Dataset entries
______________________________
PR #2886, opened 2023-12-27
Advanced property options feature to ignore properties when caching

dweitzman-codaio:
Normally we do implicit caching where the properties read during the propertyOptions formula are incorporated into the cache key. Some APIs can force packs to make an overly-specific request while getting more general information.

As a hypothetical example, imagine that some API requires you to pass in an email ID when fetching the all labels that your account can use, but the list of labels is actually the same for all emails. You might read `email_id` from the set of properties but then return it in the new `propertiesNotUsed` setting from this PR to prevent it from becoming part of the cache key
   
This feature is undocumented and not an officially-supported API, even at typescript level where it's not exposed to things like vscode autocomplete: for now it's only needed by advanced makers trying to improve caching performance with unusual APIs. If/when there's enough demand we could make it an official feature.

### DIFF
--- a/api.ts
+++ b/api.ts
@@ -1525,7 +1525,7 @@ interface PropertyOptionsNormalizedResults {
   // Undocumented feature for situations when you might be using an awkward API that
   // only lets you fetch data using an overly-specific property when a more general
   // one would have sufficed.
-  propertiesNotUsed?: string[];
+  unusedProperties?: string[];
 }
 
 function normalizePropertyOptionsResultsArray(
--- a/api.ts
+++ b/api.ts
@@ -1521,6 +1521,11 @@ export type PropertyOptionsResults = PropertyOptionsMetadataResult<any | Propert
 interface PropertyOptionsNormalizedResults {
   cacheTtlSecs?: number;
   results: Array<{display: string | undefined; value: any}>;
+
+  // Undocumented feature for situations when you might be using an awkward API that
+  // only lets you fetch data using an overly-specific property when a more general
+  // one would have sufficed.
+  propertiesNotUsed?: string[];
 }
 
 function normalizePropertyOptionsResultsArray(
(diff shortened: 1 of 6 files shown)


api.ts
```diff
@@ -1521,6 +1521,11 @@ export type PropertyOptionsResults = PropertyOptionsMetadataResult<any | Propert
 interface PropertyOptionsNormalizedResults {
   cacheTtlSecs?: number;
   results: Array<{display: string | undefined; value: any}>;
+
+  // Undocumented feature for situations when you might be using an awkward API that
+  // only lets you fetch data using an overly-specific property when a more general
+  // one would have sufficed.
+  propertiesNotUsed?: string[];
```
patrick-codaio, line 1528: A quick brainstorm of other name options:
- unusedProperties
- cacheIgnoreProperties
- cacheKeyExcludeProperties

And one other possibility - instead of a negative framing, we could in theory make this `cacheKeyProperties` and have it override our property spying completely. Perhaps easier to explain/reason about? Perhaps harder for the pack maker to keep accurate as the pack evolves?

Very curious for @ekoleda-codaio 's thoughts.

dweitzman-codaio: I like the conceptual simplicity of a positive framing like `cacheKeyProperties` as a way to opt out of implicit caching entirely, although I'm also nervous that if the only way to ignore a key is opting out of implicit caching entirely it significantly raises the technical skills needed to just ignore one or two properties

My inclination for now is to go with something like `unusedProperties` for simplicity while relying on the fact that this is will be an undocumented feature that we can always change later. Open to a different approach, though.

patrick-codaio: Sounds good to me.

patrick-codaio (approved):

api.ts
dweitzman-codaio: Cool, renamed the undocumented setting to `unusedProperties`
______________________________
Exercise brief:
For each line in the data above that contains the string "where", extract the line.

The answer:
Normally we do implicit caching where the properties read during the propertyOptions formula are incorporated into the cache key. Some APIs can force packs to make an overly-specific request while getting more general information.
This feature is undocumented and not an officially-supported API, even at typescript level where it's not exposed to things like vscode autocomplete: for now it's only needed by advanced makers trying to improve caching performance with unusual APIs. If/when there's enough demand we could make it an official feature.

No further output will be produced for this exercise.